(Stored data entries)
=======
Issue #1055, opened 2015-12-06
Infer variable type if initializer is an empty collection


JukkaL:
Code like this is one of the most common cases where we need a variable annotation (**DONE**):

```
def f() -> None:
    x = []   # mypy insists on annotation (such as List[int]) here
    for i in range(5):
        x.append(i * 2)
```

Mypy could do a better job of inferring types in cases like these:
- Variable is initialized with an empty collection (or more generally, a generic type where the type argument values are indeterminate using only local statement context).
- The first reference to the variable after initialization (in the same scope) mutates the collection and allows us to infer the item types.

These cases would still require an annotation:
=======
What you have to do. For this exercise, output the entries above exactly as written.

Solution to the exercise.
Issue #1055, opened 2015-12-06
Infer variable type if initializer is an empty collection


JukkaL:
Code like this is one of the most common cases where we need a variable annotation (**DONE**):

```
def f() -> None:
    x = []   # mypy insists on annotation (such as List[int]) here
    for i in range(5):
        x.append(i * 2)
```

Mypy could do a better job of inferring types in cases like these:
- Variable is initialized with an empty collection (or more generally, a generic type where the type argument values are indeterminate using only local statement context).
- The first reference to the variable after initialization (in the same scope) mutates the collection and allows us to infer the item types.

These cases would still require an annotation:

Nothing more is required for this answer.